On guard duty one night I realized I’d forgotten my gas mask, and had to come back to the tent. Tetley was naked and bitch-bathing, and though he curled up when I cut through the entry flap, I saw what might be described as a mole or a nub, protruding from the thick beard between his legs.
I did not care that Tetley had the penis of an infant. Conversely, he seemed relieved to be uncloseted, because the next night, during a violent sandstorm, he confessed to me that he was a virgin. Said he was worried about dying unfulfilled.
“Mundleson is lonely,” I yelled. We had to scream over the wind. We lay on our cots with our goggles on and our mouths covered by government-issue scarves. Rubbers were unrolled over our gun barrels to keep the sand out. It was no use looking at each other because you couldn’t see anything.
&n
bsp; “What?”
“I bet Evie’d be your girlfriend,” I shouted again.

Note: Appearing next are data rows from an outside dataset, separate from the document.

PR #3913, opened 2020-11-19
Feature: Validation: allow anonymous functions as rules

element-code:
Allows to use an anonymous function with a name as a rule:
```php
$rules = [
  'max_length[191]',
  [
    'foobar',
    function(mixed $value, array $data) {
      return (bool) $value;
    },
  ],
];
```
Anonymous-function rules also require to be wrapped in an array and have a name for errors as first array item

**Checklist:**
- [x] Securely signed commits
- [x] User guide updated
- [x] Conforms to style guide

### DIFF
--- a/system/Language/en/Validation.php
+++ b/system/Language/en/Validation.php
@@ -17,6 +17,8 @@ return [
    'groupNotFound'         => '{0} is not a validation rules group.',
    'groupNotArray'         => '{0} rule group must be an array.',
    'invalidTemplate'       => '{0} is not a valid Validation template.',
+   'invalidRule'           => '{0} can\'t be used as a rule.',
+   'unnamedRule'           => '{0} has to have a name.',
 
 	// Rule Messages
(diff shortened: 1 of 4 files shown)


element-code:

paulbalandan (changes requested):
Aside from the user guide update, this would need some testing.

lonnieezell:
I have no problems with this addition, but will need tests and user guide updates or we'll have to close. @element-code are you able to add those?

element-code:
Yes, but it will take some time, see https://github.com/codeigniter4/CodeIgniter4/pull/3911#issuecomment-740486515
Help is appreciated.

MGatner:
I think this is maybe related to your other Validation PR? I will wait to hear back on the one first.

element-code:
@MGatner no, this is completely detatched (and doesnt support placeholders anyway rn) :)

lonnieezell:
This has gone over a year without the tests being added. Closing.

PR #3916, opened 2020-11-23
Group routes without a prefix.

francis94c:

**Description**
I ran into bit of an issue while grouping my routes and wanted to achieve something like the below.
```
$routes->group('v1', ['namespace' => 'App\Controllers\V1'], function ($routes) {
    $routes->post('verify/begin', 'VerificationController::generateVerificationCode');
    $routes->post('verify/code', 'VerificationController::verifyCode');
    $routes->post('users', 'UserController::createUser');
    $routes->post('auth', 'AuthController::authenticateUser');
    
    $routes->group(null, ['filter' => 'api-auth', 'namespace' => 'App\Controllers\V1'], function($routes) {
        $routes->put('users', 'UserController::updateUser');
    });
});
```
In essence i wanted to group some routes without a prefix but have them run under certain filters. I realized that when i hit the below end point
```
PUT /v1/users
```
I basically get a 404.

So  i made some changes to make this possible.

These changes could help one group routes under a subdomain for instance without the need for a route prefix, apply security filters on certain routes like i did above, without the need for a prefix, and so on.

**Checklist:**
- [x] Securely signed commits
- [x] User guide updated
- [x] Conforms to style guide

### DIFF
--- a/system/Router/RouteCollection.php
+++ b/system/Router/RouteCollection.php
@@ -713,7 +713,7 @@ class RouteCollection implements RouteCollectionInterface
 
 		// To register a route, we'll set a flag so that our router
 		// so it will see the group name.
-		// If the group name is null, we go on using the previously built group name.
+		// If the group name is empty, we go on using the previously built group name.
 		$this->group = $name ? ltrim($oldGroup . '/' . $name, '/') : $oldGroup;
 
 		$callback = array_pop($params);
--- a/system/Router/RouteCollection.php
+++ b/system/Router/RouteCollection.php
@@ -701,12 +701,12 @@ class RouteCollection implements RouteCollectionInterface
 	 *            $route->resource('users');
 	 *     });
 	 *
-	 * @param string|null    $name      The name to group/prefix the routes with.
+	 * @param string         $name      The name to group/prefix the routes with.
 	 * @param array|callable ...$params
 	 *
 	 * @return void
 	 */
-	public function group(?string $name, ...$params)
+	public function group(string $name, ...$params)
 	{
 		$oldGroup   = $this->group;
 		$oldOptions = $this->currentOptions;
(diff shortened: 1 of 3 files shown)


paulbalandan:
Is the same not achieved by using an empty string instead of `null`?

```php
    $routes->group('', ['filter' => 'api-auth', 'namespace' => 'App\Controllers\V1'], function($routes) {
        $routes->put('users', 'UserController::updateUser');
    });
```

francis94c:
That's what i thought at first, I tried it but it didn't work.

On investigating the `RouteCollection` class.

on line 739, i see 

```
$this->group = ltrim($oldGroup . '/' . $name, '/');
```

With an empty string, we are left with '{oldGroup}//' which won't match.

I replaced the line with
```
$this->group = $name ? ltrim($oldGroup . '/' . $name, '/') : $oldGroup;
```
to make it work...

paulbalandan:
I think it is a bug. Your added line would also work for empty strings as it will evaluate to `false`.

> I replaced the line with
> 
> ```
> $this->group = $name ? ltrim($oldGroup . '/' . $name, '/') : $oldGroup;
> ```

So maybe instead of going for a nullable string typehint, we stick to string typehint and just add that line?

I'll have the others say what they think on this. @MGatner ?

francis94c:
I'll update and push

system/Router/RouteCollection.php
```diff
@@ -713,7 +713,8 @@ public function group(string $name, ...$params)
 
 		// To register a route, we'll set a flag so that our router
 		// so it will see the group name.
-		$this->group = ltrim($oldGroup . '/' . $name, '/');
+		// If the group name is null, we go on using the previously built group name.
```
paulbalandan, line 716:
```suggestion
		// If the group name is empty, we go on using the previously built group name.
```

paulbalandan (approved):

paulbalandan:
@francis94c thank you for your first contribution

francis94c:
My pleasure @paulbalandan

PR #3919, opened 2020-11-24
PHP 8 Support

MGatner:
**Description**
This is a first pass at some of the changes that need to happen for PHP 8.0 release. One significant thing this PR does not address is the change to GD return types to use `GDImage` (see https://php.watch/versions/8.0/gdimage), with will need to be addressed in **images/Handler/GDhandler.php**.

“Screw that, man.” He called her pug-ugly, which was unfair, and which failed to trump that he could not expose himself in theater. No two ways about it: the only way Tetley could both keep his small penis a secret and lure a willing partner was to get home alive and marry some Christian.
AFTER the nonmenstruating woman was sent away, only two black girls remained. Back home they went to the U of A. One of them, PFC Davis, had screwed this cheeseball Joe Minetti in the toilet back at Riyadh. So there was that, and somehow that had become attractive.

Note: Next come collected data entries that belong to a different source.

PR #3930, opened 2020-11-27
Split Model to have BaseModel without database related stuff

najdanovicivan:
**Description**
The goal with this change is to have BaseModel which does not contain any database related code so that it can easily be extended to support other kinds of databases like NoSQL document based

**Checklist:**
- [x] Securely signed commits
- [x] User guide updated
- [x] Conforms to style guide

### DIFF
--- a/system/BaseModel.php
+++ b/system/BaseModel.php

This, too, was after Charlotte stopped writing.
PFC Davis was inspiring. Curvy and defiant and laughing, always sharp. One morning, the XO ordered the two women and I to burn the latrine waste. He didn’t say as much, but I figured this was my punishment for hiding in the showers. The black chicks did not have to figure anything. Our company was made up of Alabama rednecks and Spec 4 Janettes, so they knew they’d just been born wrong.
We yanked large metal tubs from beneath seat-holes in the plywood toilets, and burned what was inside. The tubs, having been half filled with diesel the week before, were brim-high with turd and Tampax, vomit and ejaculate and toilet paper. And we lit all that on fire, and then walked from tub to tub, hour after hour, taking in putrid black smoke.
Diesel burns slow and won’t explode when you light it. Nor will it penetrate the surface of the sewage. So you use a two-by-four to stir the char, to expose the flame to the sludge below.
Scorching shit in the desert. You get used to it. After a few hours, the three of us flirted around the feces. The sky was beige and gray. The sliver of landscape we saw over the compound berm was as barren as the moon.